◆ Work required ◆
Answer with a single number: the count of lines below that hold "makes".

═════ Records for this task ═════

PR #479, opened 2023-02-06
chore: cleanup constructs, command and synthesize [sc-0]

nahuelon:

### Notes for the reviewer
- Fix `npx checkly deploy --preview` output
- Add flag `--output` to show `deploy` response
- Enhance `npx checkly logout` when no user is logged in
- Remove internal `__checkFilePath` and `sourceFile` before the project deploy (avoid sending unnecessary properties to the API)


packages/cli/src/constructs/browser-check.ts
```diff
@@ -113,7 +113,6 @@ export class BrowserCheck extends Check {
       script: this.script,
       scriptPath: this.scriptPath,
       dependencies: this.dependencies,
-      sourceFile: this.__checkFilePath ?? this.scriptPath,
```
umutuzgur, line 116: We used to use these for the `checkly test` command. Isn't that the case anymore?

nahuelon: @umutuzgur , I started to refactor the Check constructs to handle internal attributes properly, but I think it will require more time to investigate all backward compatibility. Now, I simply loop the project's checks before deploying them and remove `__checkFilePath` and `sourceFile` interval attributes.

packages/cli/src/commands/logout.ts
```diff
@@ -15,10 +15,12 @@ export default class Logout extends Command {
   async run (): Promise<void> {
     const { flags } = await this.parse(Logout)
     const { force } = flags
+    const accountName = config.data.get('accountName')
 
     if (!force) {
-      const message = `You are about to clear your local session of
-        \`${config.data.get('accountName')}\`, do you want to continue?`
+      const message = `You are about to clear your local session${accountName
```
clample, line 21: Looks good 👍

packages/cli/src/commands/deploy.ts
```diff
@@ -16,6 +16,11 @@ export default class Deploy extends Command {
       description: 'Show state preview',
       default: false,
     }),
+    output: Flags.boolean({
```
clample, line 19: Do we have an issue or Slack discussion about `--output`? I'm just wondering how it should behave.

We should maybe add this to the README for `npx checkly deploy` as well https://github.com/checkly/checkly-cli/tree/b609488f438721e78f56a5a180d813e57a239268#npx-checkly-deploy

packages/cli/src/commands/deploy.ts
```diff
@@ -50,7 +55,7 @@ export default class Deploy extends Command {
     // We can use a null-assertion operator safely since account ID was validated in auth-check hook
     const { data: account } = await api.accounts.get(config.getAccountId()!)
 
-    if (!force) {
+    if (!force && !preview) {
```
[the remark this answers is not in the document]
nahuelon: @clample , my plan was to not ask users to confirm (a deploy) if they are only requesting the `preview`.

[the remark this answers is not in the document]
tnolet: Was not a specific request but makes sense. If there is nothing to destroy, why ask for confirmation?

packages/cli/src/commands/deploy.ts
nahuelon: @clample , no we don't. I found it useful because the `/next/project/deploy` returns all the project information and the `diff` applied. So, I found it useful to debug which resources were modified (created/updated/deleted).

packages/cli/src/commands/deploy.ts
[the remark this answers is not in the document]
clample: I was misunderstanding the code. This makes sense now, sorry for the comment.

clample (approved):

packages/cli/src/commands/deploy.ts
clample: Thanks for clarifying. That makes sense.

═════

◆ Your solution ◆
3